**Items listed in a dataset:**

┄┄┄┄┄┄┄┄┄┄

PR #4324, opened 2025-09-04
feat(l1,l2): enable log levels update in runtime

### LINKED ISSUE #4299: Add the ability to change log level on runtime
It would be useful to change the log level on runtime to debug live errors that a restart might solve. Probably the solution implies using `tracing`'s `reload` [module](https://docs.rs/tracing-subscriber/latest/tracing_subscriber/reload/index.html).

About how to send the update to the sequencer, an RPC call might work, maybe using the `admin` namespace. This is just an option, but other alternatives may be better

┄┄┄┄┄┄┄┄┄┄

**Task to complete:** Every record must be set down again exactly.

**Result below:**
PR #4324, opened 2025-09-04
feat(l1,l2): enable log levels update in runtime

### LINKED ISSUE #4299: Add the ability to change log level on runtime
It would be useful to change the log level on runtime to debug live errors that a restart might solve. Probably the solution implies using `tracing`'s `reload` [module](https://docs.rs/tracing-subscriber/latest/tracing_subscriber/reload/index.html).

About how to send the update to the sequencer, an RPC call might work, maybe using the `admin` namespace. This is just an option, but other alternatives may be better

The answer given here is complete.